#### Goal of the exercise:
Would you show every line from the records that holds "ExtractionContext"?

───── Provided entries

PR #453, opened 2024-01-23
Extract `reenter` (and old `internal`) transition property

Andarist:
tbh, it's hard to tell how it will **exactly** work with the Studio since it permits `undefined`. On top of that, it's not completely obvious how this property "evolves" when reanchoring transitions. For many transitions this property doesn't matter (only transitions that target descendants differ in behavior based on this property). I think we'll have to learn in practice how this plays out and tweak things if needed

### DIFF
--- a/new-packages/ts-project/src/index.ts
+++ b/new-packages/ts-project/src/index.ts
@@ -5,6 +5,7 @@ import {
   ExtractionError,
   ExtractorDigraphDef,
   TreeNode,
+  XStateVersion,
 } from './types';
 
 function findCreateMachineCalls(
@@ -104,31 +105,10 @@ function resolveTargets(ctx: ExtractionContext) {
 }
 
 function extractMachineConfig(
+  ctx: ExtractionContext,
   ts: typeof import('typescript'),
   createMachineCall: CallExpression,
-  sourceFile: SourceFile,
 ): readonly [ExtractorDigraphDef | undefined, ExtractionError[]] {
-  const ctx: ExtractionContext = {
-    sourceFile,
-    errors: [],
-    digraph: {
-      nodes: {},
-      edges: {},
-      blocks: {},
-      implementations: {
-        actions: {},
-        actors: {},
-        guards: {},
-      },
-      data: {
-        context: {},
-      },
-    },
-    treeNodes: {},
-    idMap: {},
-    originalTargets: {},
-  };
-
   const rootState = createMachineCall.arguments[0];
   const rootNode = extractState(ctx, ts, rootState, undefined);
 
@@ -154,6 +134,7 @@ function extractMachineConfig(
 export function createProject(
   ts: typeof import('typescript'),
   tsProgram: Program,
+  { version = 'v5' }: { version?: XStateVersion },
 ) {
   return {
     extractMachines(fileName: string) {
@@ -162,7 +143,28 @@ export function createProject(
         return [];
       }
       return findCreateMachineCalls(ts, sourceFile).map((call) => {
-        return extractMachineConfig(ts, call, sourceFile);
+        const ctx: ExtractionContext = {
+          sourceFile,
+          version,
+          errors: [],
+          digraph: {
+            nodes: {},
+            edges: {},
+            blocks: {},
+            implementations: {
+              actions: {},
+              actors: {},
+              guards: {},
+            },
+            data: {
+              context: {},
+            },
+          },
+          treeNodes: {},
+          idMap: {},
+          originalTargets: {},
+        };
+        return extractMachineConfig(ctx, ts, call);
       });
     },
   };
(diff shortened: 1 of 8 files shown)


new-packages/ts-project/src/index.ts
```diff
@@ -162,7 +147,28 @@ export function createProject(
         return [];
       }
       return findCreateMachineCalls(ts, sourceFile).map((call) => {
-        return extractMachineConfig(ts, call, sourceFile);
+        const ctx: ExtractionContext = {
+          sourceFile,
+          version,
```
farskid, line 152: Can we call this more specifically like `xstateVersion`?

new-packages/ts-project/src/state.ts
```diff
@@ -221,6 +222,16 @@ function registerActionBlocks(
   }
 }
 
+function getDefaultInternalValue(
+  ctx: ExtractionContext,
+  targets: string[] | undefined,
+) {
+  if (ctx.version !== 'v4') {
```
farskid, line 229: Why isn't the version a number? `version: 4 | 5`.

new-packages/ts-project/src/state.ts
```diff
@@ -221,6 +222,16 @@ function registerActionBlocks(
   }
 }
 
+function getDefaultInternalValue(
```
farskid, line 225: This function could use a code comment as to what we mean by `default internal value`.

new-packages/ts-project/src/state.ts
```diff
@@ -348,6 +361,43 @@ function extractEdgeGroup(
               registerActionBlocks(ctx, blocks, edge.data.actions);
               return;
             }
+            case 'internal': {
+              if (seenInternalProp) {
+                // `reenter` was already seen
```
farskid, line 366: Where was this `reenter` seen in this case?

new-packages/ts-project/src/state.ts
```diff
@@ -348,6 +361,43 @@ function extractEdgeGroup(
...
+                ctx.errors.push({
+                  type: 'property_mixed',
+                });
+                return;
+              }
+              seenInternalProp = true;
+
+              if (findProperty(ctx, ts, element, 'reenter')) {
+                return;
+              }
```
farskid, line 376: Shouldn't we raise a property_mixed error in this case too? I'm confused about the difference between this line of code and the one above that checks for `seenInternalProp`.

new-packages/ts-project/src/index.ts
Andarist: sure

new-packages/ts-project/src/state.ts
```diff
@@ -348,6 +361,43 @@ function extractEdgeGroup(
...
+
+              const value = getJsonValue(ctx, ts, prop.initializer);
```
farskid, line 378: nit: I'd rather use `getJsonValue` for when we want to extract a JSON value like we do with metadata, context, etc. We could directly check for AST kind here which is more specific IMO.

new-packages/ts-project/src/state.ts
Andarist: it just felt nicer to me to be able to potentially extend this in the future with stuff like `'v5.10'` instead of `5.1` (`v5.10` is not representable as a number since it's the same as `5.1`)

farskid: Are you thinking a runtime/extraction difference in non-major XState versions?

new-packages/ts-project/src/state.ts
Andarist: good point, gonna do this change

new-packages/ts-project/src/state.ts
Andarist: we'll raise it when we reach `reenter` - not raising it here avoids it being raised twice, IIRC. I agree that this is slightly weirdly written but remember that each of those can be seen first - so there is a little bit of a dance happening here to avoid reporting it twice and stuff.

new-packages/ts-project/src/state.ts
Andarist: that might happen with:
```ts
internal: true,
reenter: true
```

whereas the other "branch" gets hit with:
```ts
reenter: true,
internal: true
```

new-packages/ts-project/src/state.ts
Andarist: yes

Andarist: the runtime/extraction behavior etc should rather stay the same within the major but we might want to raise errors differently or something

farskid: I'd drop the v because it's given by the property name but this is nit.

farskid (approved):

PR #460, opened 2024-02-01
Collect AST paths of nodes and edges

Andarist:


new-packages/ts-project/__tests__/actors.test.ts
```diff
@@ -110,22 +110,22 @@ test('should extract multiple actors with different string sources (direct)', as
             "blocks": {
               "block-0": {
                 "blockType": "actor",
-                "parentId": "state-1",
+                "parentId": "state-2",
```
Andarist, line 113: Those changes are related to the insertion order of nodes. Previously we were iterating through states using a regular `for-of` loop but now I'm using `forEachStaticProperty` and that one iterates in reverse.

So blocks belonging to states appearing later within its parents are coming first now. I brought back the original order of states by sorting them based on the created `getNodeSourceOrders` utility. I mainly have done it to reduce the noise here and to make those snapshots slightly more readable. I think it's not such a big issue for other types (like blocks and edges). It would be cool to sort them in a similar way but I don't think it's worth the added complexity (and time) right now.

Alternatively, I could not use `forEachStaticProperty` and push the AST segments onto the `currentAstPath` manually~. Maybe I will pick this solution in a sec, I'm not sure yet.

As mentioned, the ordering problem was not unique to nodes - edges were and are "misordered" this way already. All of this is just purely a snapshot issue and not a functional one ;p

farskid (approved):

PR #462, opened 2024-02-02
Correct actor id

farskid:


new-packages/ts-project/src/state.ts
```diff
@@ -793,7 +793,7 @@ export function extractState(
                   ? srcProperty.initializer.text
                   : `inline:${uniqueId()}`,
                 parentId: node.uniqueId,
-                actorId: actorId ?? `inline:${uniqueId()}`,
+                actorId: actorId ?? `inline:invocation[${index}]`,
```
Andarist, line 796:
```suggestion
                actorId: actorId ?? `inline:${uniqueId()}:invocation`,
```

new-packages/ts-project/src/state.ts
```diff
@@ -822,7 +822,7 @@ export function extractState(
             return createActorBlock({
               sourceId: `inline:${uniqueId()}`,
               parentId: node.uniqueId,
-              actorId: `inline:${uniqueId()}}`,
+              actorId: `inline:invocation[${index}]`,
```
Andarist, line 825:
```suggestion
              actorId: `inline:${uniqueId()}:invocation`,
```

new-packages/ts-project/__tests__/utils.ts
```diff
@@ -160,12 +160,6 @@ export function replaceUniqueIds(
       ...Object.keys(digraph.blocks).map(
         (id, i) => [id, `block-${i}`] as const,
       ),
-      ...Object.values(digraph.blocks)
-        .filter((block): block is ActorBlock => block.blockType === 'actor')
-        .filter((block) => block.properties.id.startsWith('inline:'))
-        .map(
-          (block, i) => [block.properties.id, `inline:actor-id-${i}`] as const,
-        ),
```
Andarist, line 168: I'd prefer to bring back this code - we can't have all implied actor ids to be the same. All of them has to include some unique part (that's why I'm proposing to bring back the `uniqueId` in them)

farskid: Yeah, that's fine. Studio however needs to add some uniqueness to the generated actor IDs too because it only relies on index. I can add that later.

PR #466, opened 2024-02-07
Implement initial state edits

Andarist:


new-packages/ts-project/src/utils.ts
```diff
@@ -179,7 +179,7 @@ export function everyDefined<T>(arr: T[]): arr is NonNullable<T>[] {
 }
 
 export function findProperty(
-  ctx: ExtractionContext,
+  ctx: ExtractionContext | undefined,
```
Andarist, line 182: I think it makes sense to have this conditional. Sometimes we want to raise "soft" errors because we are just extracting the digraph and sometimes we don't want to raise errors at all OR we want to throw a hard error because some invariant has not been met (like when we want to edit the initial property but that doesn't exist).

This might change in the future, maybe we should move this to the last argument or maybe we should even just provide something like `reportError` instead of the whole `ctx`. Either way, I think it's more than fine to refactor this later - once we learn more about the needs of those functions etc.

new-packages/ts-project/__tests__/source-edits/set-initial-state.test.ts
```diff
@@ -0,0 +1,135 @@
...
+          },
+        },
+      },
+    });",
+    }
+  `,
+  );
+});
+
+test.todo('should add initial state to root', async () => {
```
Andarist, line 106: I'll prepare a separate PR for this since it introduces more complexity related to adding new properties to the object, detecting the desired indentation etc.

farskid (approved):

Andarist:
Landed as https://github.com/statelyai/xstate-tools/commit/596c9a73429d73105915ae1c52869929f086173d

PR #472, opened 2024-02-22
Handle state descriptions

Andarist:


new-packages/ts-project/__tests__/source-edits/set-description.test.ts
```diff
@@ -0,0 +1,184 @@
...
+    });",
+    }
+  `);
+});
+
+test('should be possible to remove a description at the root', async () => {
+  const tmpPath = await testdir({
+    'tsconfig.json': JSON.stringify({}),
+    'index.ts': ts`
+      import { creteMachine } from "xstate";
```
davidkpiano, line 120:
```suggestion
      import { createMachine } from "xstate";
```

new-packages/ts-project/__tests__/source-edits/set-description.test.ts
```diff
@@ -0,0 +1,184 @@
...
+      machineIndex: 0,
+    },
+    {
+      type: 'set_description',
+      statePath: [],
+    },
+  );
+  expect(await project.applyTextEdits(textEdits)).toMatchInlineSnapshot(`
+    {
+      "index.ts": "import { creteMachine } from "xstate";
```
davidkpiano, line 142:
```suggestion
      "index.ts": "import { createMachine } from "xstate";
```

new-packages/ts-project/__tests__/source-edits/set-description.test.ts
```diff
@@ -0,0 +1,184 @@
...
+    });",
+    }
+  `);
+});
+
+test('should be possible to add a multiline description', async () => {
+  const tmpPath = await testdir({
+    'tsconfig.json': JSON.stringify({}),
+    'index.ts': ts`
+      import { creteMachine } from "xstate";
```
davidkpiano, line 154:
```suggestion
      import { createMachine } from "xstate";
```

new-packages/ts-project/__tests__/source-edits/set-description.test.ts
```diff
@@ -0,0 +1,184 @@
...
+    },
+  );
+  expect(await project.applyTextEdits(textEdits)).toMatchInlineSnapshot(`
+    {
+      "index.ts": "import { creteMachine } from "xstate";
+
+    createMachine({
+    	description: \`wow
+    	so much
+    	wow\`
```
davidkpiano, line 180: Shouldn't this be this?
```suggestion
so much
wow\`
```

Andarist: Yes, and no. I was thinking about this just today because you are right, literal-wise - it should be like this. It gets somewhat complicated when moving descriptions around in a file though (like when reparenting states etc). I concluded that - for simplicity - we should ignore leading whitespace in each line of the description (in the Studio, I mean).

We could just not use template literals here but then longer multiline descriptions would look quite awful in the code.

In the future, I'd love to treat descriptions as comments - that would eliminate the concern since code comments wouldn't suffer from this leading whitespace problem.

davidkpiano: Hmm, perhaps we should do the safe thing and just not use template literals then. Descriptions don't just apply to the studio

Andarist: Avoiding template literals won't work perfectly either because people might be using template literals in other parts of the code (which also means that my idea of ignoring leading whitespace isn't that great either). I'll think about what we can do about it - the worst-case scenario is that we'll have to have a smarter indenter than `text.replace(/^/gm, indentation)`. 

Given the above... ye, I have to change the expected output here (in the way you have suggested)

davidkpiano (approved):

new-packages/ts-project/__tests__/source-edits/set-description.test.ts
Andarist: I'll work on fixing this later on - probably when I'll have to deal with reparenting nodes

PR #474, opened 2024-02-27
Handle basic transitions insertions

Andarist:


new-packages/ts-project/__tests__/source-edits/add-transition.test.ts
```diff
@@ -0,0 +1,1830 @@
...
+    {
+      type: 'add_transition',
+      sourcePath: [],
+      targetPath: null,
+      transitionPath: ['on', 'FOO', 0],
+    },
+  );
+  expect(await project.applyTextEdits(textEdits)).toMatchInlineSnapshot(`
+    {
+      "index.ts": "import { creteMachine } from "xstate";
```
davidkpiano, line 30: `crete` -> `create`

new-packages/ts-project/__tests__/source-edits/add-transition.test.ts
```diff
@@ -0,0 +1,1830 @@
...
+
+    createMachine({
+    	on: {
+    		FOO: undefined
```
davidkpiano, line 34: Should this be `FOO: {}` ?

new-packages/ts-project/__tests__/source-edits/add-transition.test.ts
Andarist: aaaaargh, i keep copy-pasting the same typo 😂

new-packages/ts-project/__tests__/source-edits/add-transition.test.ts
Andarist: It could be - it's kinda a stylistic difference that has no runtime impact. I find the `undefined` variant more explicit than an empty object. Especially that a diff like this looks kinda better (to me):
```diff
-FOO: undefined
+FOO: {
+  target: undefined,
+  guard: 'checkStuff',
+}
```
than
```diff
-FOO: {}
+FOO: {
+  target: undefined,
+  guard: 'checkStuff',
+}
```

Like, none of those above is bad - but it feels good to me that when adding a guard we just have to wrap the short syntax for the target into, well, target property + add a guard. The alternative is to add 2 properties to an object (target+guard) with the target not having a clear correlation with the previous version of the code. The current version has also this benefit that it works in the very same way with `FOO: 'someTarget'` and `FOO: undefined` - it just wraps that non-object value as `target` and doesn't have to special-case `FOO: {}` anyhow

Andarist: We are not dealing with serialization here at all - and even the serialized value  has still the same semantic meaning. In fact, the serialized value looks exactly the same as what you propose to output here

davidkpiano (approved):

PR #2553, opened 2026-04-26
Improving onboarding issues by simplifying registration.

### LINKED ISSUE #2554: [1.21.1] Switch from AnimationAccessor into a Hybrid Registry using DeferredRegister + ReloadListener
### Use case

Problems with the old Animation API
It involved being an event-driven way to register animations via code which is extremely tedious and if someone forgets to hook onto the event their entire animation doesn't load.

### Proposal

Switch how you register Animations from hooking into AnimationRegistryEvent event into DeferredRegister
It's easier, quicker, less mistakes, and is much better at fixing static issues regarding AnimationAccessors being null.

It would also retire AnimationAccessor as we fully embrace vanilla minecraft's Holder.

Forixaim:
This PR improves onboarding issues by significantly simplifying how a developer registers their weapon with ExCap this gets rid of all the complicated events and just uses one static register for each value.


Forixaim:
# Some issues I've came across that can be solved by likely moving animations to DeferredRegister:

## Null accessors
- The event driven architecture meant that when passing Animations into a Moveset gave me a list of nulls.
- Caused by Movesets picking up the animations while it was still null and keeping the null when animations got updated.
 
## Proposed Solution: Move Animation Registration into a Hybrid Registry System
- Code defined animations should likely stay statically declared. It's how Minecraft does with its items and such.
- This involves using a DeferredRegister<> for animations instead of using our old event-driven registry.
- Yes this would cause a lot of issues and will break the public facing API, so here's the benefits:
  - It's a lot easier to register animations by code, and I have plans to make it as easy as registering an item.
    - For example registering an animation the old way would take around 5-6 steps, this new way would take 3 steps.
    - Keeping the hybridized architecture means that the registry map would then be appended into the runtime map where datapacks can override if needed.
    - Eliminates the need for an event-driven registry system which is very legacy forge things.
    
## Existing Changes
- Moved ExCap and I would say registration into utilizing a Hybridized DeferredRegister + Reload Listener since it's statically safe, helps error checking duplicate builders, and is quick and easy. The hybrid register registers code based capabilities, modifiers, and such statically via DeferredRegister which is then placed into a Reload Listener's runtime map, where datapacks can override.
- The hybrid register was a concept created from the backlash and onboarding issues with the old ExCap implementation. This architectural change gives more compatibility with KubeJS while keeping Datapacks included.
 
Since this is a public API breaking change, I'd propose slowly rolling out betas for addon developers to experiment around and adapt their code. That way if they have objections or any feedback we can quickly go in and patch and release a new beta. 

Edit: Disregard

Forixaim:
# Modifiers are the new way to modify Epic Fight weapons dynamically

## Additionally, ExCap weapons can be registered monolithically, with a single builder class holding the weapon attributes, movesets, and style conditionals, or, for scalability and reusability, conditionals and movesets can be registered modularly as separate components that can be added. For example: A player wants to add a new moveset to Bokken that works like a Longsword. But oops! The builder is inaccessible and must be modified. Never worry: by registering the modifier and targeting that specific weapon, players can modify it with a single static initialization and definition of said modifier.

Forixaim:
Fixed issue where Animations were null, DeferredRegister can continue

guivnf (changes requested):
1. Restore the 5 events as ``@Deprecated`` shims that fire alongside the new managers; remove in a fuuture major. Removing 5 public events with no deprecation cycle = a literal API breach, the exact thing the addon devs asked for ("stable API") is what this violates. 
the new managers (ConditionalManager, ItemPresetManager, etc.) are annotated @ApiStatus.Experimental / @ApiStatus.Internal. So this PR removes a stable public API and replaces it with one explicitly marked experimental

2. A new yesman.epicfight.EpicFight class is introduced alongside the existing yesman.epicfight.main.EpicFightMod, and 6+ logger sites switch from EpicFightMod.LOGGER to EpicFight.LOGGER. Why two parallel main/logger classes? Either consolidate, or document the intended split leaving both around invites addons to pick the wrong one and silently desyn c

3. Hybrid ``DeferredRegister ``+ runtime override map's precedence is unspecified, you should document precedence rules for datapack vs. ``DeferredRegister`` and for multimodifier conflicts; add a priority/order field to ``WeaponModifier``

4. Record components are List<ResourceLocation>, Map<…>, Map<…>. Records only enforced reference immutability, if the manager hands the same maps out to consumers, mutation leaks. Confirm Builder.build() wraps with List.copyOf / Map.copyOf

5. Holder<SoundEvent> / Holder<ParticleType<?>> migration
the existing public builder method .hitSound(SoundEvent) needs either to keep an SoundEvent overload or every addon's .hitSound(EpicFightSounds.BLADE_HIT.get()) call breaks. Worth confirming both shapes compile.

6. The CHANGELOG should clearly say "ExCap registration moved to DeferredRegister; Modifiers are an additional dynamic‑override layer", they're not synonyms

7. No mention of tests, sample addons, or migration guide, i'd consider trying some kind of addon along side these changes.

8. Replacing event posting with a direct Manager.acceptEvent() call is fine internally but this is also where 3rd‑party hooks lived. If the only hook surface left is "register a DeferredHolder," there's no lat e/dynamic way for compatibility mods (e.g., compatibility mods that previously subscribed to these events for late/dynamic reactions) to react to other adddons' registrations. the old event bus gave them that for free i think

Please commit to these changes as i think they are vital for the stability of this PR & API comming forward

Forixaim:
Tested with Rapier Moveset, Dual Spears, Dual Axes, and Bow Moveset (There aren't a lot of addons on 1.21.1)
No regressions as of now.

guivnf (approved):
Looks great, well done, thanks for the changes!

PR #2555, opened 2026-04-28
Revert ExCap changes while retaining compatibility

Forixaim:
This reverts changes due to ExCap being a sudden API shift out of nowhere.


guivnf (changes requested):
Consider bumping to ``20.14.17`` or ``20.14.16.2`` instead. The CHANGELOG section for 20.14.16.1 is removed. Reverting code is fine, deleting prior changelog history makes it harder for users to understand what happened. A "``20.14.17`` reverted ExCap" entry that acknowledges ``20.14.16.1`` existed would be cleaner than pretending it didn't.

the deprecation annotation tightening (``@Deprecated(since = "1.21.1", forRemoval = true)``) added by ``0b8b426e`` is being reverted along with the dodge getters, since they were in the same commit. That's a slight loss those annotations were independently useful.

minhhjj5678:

──────────

#### Output for this exercise:
@@ -104,31 +105,10 @@ function resolveTargets(ctx: ExtractionContext) {
+  ctx: ExtractionContext,
-  const ctx: ExtractionContext = {
+        const ctx: ExtractionContext = {
+        const ctx: ExtractionContext = {
+  ctx: ExtractionContext,
-  ctx: ExtractionContext,
+  ctx: ExtractionContext | undefined,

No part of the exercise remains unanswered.